Exercise directions -
The records are to be copied exactly and in full.

(Stored data)
PR #314, opened 2025-12-03
refactor: eliminate most os.Exit() calls for better testability, telemetry, and cleanup

dweitzman:
I have two concerns with `os.Exit()`:
- It prevents shutdown hooks from running, so for example a buffered log entry or unexported telemetry data might be lost, or cleaning up subprocesses or unix sockets on the filesystem might be missed, etc.
- It prevents writing unit tests

There's a possible argument that `os.Exit()` might be harmless sometimes in initialization code when a binary is starting up for the first time, but I'm advocating for the position that using normal error codes and normal graceful exits is a cleaner, safer, more consistent default unless there's a compelling reason to use `os.Exit()`, and I don't think all of these uses of `os.Exit()` have a compelling reason.

What's changed in this PR:
- Refactor `servenv.Init()`, `servenv.Run()`, `topo.Open()`, and related functions to return errors instead of calling `os.Exit()`
- Update all service init files (`multiadmin`, `multigateway`, `multiorch`, `multipooler`) to propagate errors
- Update all `cmd/*/main.go` files to handle errors from `Init()` and call `os.Exit()` only at the top level
- Add `forbidigo` linter rule to prevent future `os.Exit()` calls in non-cmd packages
- Introduce `ErrorHooks` mechanism in `go/tools/event/` for graceful error handling than `Hooks`
- Use panic for programming errors in `init()` functions (unreachable code paths) instead of `os.Exit()`
- Add new tests that weren't possible before like `main_test.go` files for each service, plus tests for gRPC auth and pprof error conditions


deepthi:
Let's get Sugu to review this one.

go/common/servenv/servenv.go
```diff
@@ -166,25 +167,14 @@ func (se *ServEnv) SetListeningURL(u url.URL) {
...
 func (se *ServEnv) PopulateListeningURL(port int32) {
-	host, err := netutil.FullyQualifiedHostname()
-	if err != nil {
-		slog.Warn("Failed to get fully qualified hostname, falling back to simple hostname",
-			"error", err,
-			"note", "This may indicate DNS configuration issues but service will continue normally")
-		host, err = os.Hostname()
-		if err != nil {
-			slog.Error("os.Hostname() failed", "err", err)
-			os.Exit(1)
```
dweitzman, line 179: os.Hostname() was only used here for logging, and it seemed excessive to kill the whole process because a log-only call fails. Code's changed this to log the same hostname that's actually used as the listening URL and the os.Exit() call is removed entirely

dweitzman:
> Let's get Sugu to review this one.

cc @sougou

sougou:
No objections here.

sougou (approved):

PR #871, opened 2026-04-21
test(multiorch): verify failover works with etcd down

dweitzman:
Stop etcd before running the dead primary recovery test iterations to verify that consensus (gRPC between multipoolers) and multigateway routing (PrimaryObservation streams) both work independently of etcd.

Adds StopEtcd to ShardSetup and WriteNow to WriterValidator. Uses WriteNow to assert per-iteration that multigateway routes writes to the new primary.

Also fixes appoint_leader.go to use the self-reported PoolerType from gRPC health checks rather than MultiPooler.Type from etcd, which goes stale when etcd is down and caused elections to be incorrectly skipped.


rafael (approved):
LGTM

PR #872, opened 2026-04-21
test(multiorch): fix flaky TestHealthStream_ConcurrentWatcherUpdate

dweitzman:
The test fired a goroutine with time.Sleep(5ms) to promote a pooler to PRIMARY, then checked the result after waiting for a snapshot to be applied. Under the race detector the snapshot was applied in under 5ms, so the goroutine fired after the final Get() and the assertion saw the original REPLICA type.

Fix by adding a WaitGroup so wg.Wait() runs before the final Get(), guaranteeing the promotion is applied regardless of ordering.

Also add TestProtoStore_DoUpdate_Concurrent to store_test.go for testing lost-update protection.

### DIFF
--- a/go/services/multiorch/recovery/health_stream_test.go
+++ b/go/services/multiorch/recovery/health_stream_test.go
@@ -18,6 +18,7 @@ import (
 	"context"
 	"log/slog"
 	"os"
+	"sync"
 	"testing"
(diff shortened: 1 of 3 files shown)


rafael (approved):
LGTM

Your solution -
PR #314, opened 2025-12-03
refactor: eliminate most os.Exit() calls for better testability, telemetry, and cleanup

dweitzman:
I have two concerns with `os.Exit()`:
- It prevents shutdown hooks from running, so for example a buffered log entry or unexported telemetry data might be lost, or cleaning up subprocesses or unix sockets on the filesystem might be missed, etc.
- It prevents writing unit tests

There's a possible argument that `os.Exit()` might be harmless sometimes in initialization code when a binary is starting up for the first time, but I'm advocating for the position that using normal error codes and normal graceful exits is a cleaner, safer, more consistent default unless there's a compelling reason to use `os.Exit()`, and I don't think all of these uses of `os.Exit()` have a compelling reason.

What's changed in this PR:
- Refactor `servenv.Init()`, `servenv.Run()`, `topo.Open()`, and related functions to return errors instead of calling `os.Exit()`
- Update all service init files (`multiadmin`, `multigateway`, `multiorch`, `multipooler`) to propagate errors
- Update all `cmd/*/main.go` files to handle errors from `Init()` and call `os.Exit()` only at the top level
- Add `forbidigo` linter rule to prevent future `os.Exit()` calls in non-cmd packages
- Introduce `ErrorHooks` mechanism in `go/tools/event/` for graceful error handling than `Hooks`
- Use panic for programming errors in `init()` functions (unreachable code paths) instead of `os.Exit()`
- Add new tests that weren't possible before like `main_test.go` files for each service, plus tests for gRPC auth and pprof error conditions


deepthi:
Let's get Sugu to review this one.

go/common/servenv/servenv.go
```diff
@@ -166,25 +167,14 @@ func (se *ServEnv) SetListeningURL(u url.URL) {
...
 func (se *ServEnv) PopulateListeningURL(port int32) {
-	host, err := netutil.FullyQualifiedHostname()
-	if err != nil {
-		slog.Warn("Failed to get fully qualified hostname, falling back to simple hostname",
-			"error", err,
-			"note", "This may indicate DNS configuration issues but service will continue normally")
-		host, err = os.Hostname()
-		if err != nil {
-			slog.Error("os.Hostname() failed", "err", err)
-			os.Exit(1)
```
dweitzman, line 179: os.Hostname() was only used here for logging, and it seemed excessive to kill the whole process because a log-only call fails. Code's changed this to log the same hostname that's actually used as the listening URL and the os.Exit() call is removed entirely

dweitzman:
> Let's get Sugu to review this one.

cc @sougou

sougou:
No objections here.

sougou (approved):

PR #871, opened 2026-04-21
test(multiorch): verify failover works with etcd down

dweitzman:
Stop etcd before running the dead primary recovery test iterations to verify that consensus (gRPC between multipoolers) and multigateway routing (PrimaryObservation streams) both work independently of etcd.

Adds StopEtcd to ShardSetup and WriteNow to WriterValidator. Uses WriteNow to assert per-iteration that multigateway routes writes to the new primary.

Also fixes appoint_leader.go to use the self-reported PoolerType from gRPC health checks rather than MultiPooler.Type from etcd, which goes stale when etcd is down and caused elections to be incorrectly skipped.


rafael (approved):
LGTM

PR #872, opened 2026-04-21
test(multiorch): fix flaky TestHealthStream_ConcurrentWatcherUpdate

dweitzman:
The test fired a goroutine with time.Sleep(5ms) to promote a pooler to PRIMARY, then checked the result after waiting for a snapshot to be applied. Under the race detector the snapshot was applied in under 5ms, so the goroutine fired after the final Get() and the assertion saw the original REPLICA type.

Fix by adding a WaitGroup so wg.Wait() runs before the final Get(), guaranteeing the promotion is applied regardless of ordering.

Also add TestProtoStore_DoUpdate_Concurrent to store_test.go for testing lost-update protection.

### DIFF
--- a/go/services/multiorch/recovery/health_stream_test.go
+++ b/go/services/multiorch/recovery/health_stream_test.go
@@ -18,6 +18,7 @@ import (
 	"context"
 	"log/slog"
 	"os"
+	"sync"
 	"testing"
(diff shortened: 1 of 3 files shown)


rafael (approved):
LGTM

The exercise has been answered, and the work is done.